All papers will be automatically processed and added to your knowledge base."
Advanced Techniques
Smart Filename Generation
# The download_pdf tool auto-generates filenames from:
# 1. Article title (if found in metadata)
# 2. URL path (if title unavailable)
# 3. Hash-based unique name (as fallback)

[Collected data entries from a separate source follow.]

PR #538, opened 2019-04-09
[CXF-7990]:Fix Infinite loop when service endpoint throws SOAPFaultEx…

jimma:
…ception

### DIFF
--- a/systests/jaxws/src/test/java/org/apache/cxf/systest/jaxws/EchoServiceImpl.java
+++ b/systests/jaxws/src/test/java/org/apache/cxf/systest/jaxws/EchoServiceImpl.java
@@ -1,0 +1,63 @@
+/**
+ * Licensed to the Apache Software Foundation (ASF) under one
+ * or more contributor license agreements. See the NOTICE file
+ * distributed with this work for additional information
+ * regarding copyright ownership. The ASF licenses this file
+ * to you under the Apache License, Version 2.0 (the
+ * "License"); you may not use this file except in compliance
+ * with the License. You may obtain a copy of the License at
+ *
+ * http://www.apache.org/licenses/LICENSE-2.0
+ *
+ * Unless required by applicable law or agreed to in writing,
+ * software distributed under the License is distributed on an
+ * "AS IS" BASIS, WITHOUT WARRANTIES OR CONDITIONS OF ANY
+ * KIND, either express or implied. See the License for the
+ * specific language governing permissions and limitations
+ * under the License.
+ */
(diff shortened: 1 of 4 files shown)


systests/jaxws/src/test/java/org/apache/cxf/systest/jaxws/EchoServiceImpl.java
```diff
@@ -0,0 +1,63 @@
...
+import javax.xml.soap.SOAPConstants;
+import javax.xml.soap.SOAPFactory;
+import javax.xml.soap.SOAPFault;
+import javax.xml.ws.soap.SOAPFaultException;
+
+import org.apache.cxf.ext.logging.Logging;
+
+@WebService(name = "MyEchoService", targetNamespace = "urn:echo")
+@Logging
+public class EchoServiceImpl {
```
coheigea: "implements EchoService"

core/src/main/java/org/apache/cxf/interceptor/FaultOutInterceptor.java
```diff
@@ -25,6 +25,7 @@
 import java.util.logging.Logger;
 
 import javax.xml.stream.XMLStreamWriter;
+import javax.xml.ws.soap.SOAPFaultException;
```
dkulp: This makes core depend on SAAJ which is definitely not what we'd want to do.   Let me take a look at the test case to see if there is a different way to handle this from the jaxws fault interceptors.

dkulp:
I believe the better patch would be:

```
--- a/rt/frontend/jaxws/src/main/java/org/apache/cxf/jaxws/interceptors/WebFaultOutInterceptor.java
+++ b/rt/frontend/jaxws/src/main/java/org/apache/cxf/jaxws/interceptors/WebFaultOutInterceptor.java
@@ -181,6 +181,8 @@ public class WebFaultOutInterceptor extends FaultOutInterceptor {
                 //and let the rest of the chain try handling it as is.
                 LOG.log(Level.WARNING, "EXCEPTION_WHILE_WRITING_FAULT", nex);
             }
+        } else if (cause instanceof SOAPFaultException && ((SOAPFaultException)cause).getFault().hasDetail()) {
+            return;
         } else {
             FaultMode mode = message.get(FaultMode.class);
             if (mode == FaultMode.CHECKED_APPLICATION_FAULT) {
```
which moves the check for the detail not the jaxws frontend which is where the handling for the SAAJ based things should be done.

jimma:
Thanks for review @dkulp @coheigea . Change has pushed.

# You can override with custom filename:
download_pdf(
source="https://arxiv.org/pdf/2401.12345.pdf",
filename="MyResearch_ReinforcementLearning_2024.pdf"
)
Error Handling
# If direct download fails, try locating the PDF first
# Attempt primary source
pdf = locate_pdf(doi="10.xxxx/xxxxx")
download_pdf(source=pdf.url)
# If locate fails, try Letta's web_search to find alternative URLs
Source Priority
When locating PDFs, the system tries sources in this order:
- arXiv - Fast, reliable, open access
- DOI resolver - Authoritative, may require access
- Semantic Scholar - Good metadata, open access tracking
- PubMed Central - Life sciences, open access
- ACM/IEEE - Conference papers (may require access)
Best Practices
Download Strategy
- Handle errors: Not all papers are openly accessible
- Respect limits: Don't overwhelm servers with requests
- Check duplicates: Tool detects existing files automatically
- Use arXiv/DOI when available: Most reliable sources
Search Strategy (using Letta web_search)
- Be specific: Include domain terms, years, venues
- Use filters: Add "filetype:pdf" or "site:arxiv.org"

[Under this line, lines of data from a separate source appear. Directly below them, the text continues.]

PR #540, opened 2019-04-10
handle signing and digest together

davidkarlsen:
Signed-off-by: David J. M. Karlsen <david@davidkarlsen.com>


davidkarlsen:
I think it needs to be solved like this, due to:
* writerinterceptors are only called for requests with body
* signing needs to happen after any digest
* hence have a filter which does signing if no body, else let the interceptor handle both digest+signing

Also note that digest is not strictly required by the spec - so it it's debatable if it should be optional - and in this case the signing filter should always be active - but I think the current solution is a sane start.

@coheigea feel free to reach out on chat if you want to discuss this more.

a lot of the integration-tests are failing on missing signing configuration.

coheigea:
I'll take care of the failing tests once we've agreed a fix. I think the basic idea sounds good. I wonder though if it's possible for the filter to add the interceptor as a provider dynamically "under the hood", rather than expose it to the user? It's a bit confusing to have two separate ways of adding HTTP Signature, one for an empty request + one for when you want digest as well.

davidkarlsen:
I have investigated a bit, but https://docs.oracle.com/javaee/7/api/javax/ws/rs/container/DynamicFeature.html only applies server-side.

You have http://cxf.apache.org/docs/features.html - but that's for CXF interceptors on the bus - so I'm out of options.

davidkarlsen:
@coheigea PTAL?

davidkarlsen:
@coheigea fixed

davidkarlsen:
@coheigea ping -  want to finish this off so we're ready for a release

davidkarlsen:
Shure. Just ask for help if you need any. Hope we can reach next release.

PR #541, opened 2019-04-12
CXF-8020 use System.currentTimeMillis()

bd2019us:
new Date() is just a thin wrapper around System.currentTimeMillis(). Using System.currentTimeMillis() can help speed up the system


reta:
These are just sample projects, it is very unlikely that `System.currentTimeMillis()` vs `new Date().getTime()` in this particular case would make the difference. Thank you.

- Iterate: Refine search based on initial results
Common Pitfalls
❌ Don't:
- Search for papers already in knowledge base (use existing tools)
- Use overly broad search queries
- Download papers without checking for duplicates
✅ Do:
- Check knowledge base first with
search_articles - Use specific, targeted search queries with Letta web_search
- Let the download tool handle duplicate detection
- Trust the PDF monitor service for processing
Integration with Other Skills
Online Research → Deep Research
1. Use Letta web_search to find papers
2. Use download_pdf to save them
3. Wait for auto-processing
4. Use read_full_article to deeply read the papers
5. Keep reading related papers to fill knowledge gaps
6. Use deep-research tools to analyze and synthesize
Online Research → Knowledge Base
1. web_search (Letta) → find papers
2. download_pdf → save to vault
3. (auto-processing by monitor service)
4. read_full_article → deeply read the processed papers
5. Now accessible via all knowledge base tools
Learning from External Web Content
1. web_search (Letta) → find web articles, blogs, documentation
2. fetch_webpage (Letta) → read the full content
3. Learn from the article, take notes
4. Identify gaps in understanding
5. Keep reading more sources until you understand
Quick Reference
Fastest Path: arXiv Paper
download_pdf(source="2401.12345") # Just the arXiv ID
→ Auto-processed by monitor service
Fastest Path: DOI
download_pdf(source="10.1145/xxxxx")
→ Auto-processed by monitor service
Fastest Path: Direct URL
download_pdf(source="https://arxiv.org/pdf/2401.12345.pdf")
→ Auto-processed by monitor service
Discovery Workflow
web_search (Letta) → locate_pdf → download_pdf → (auto-processing)
Summary
This skill empowers you to:
- Locate PDFs from DOIs, arXiv IDs, or titles
- Download papers directly to the vault
- Auto-process via the PDF monitor service
Use this skill as the first step in any research workflow that requires accessing papers not yet in the knowledge base. Once papers are downloaded and processed, switch to deep-research or knowledge-base-qa skills for analysis.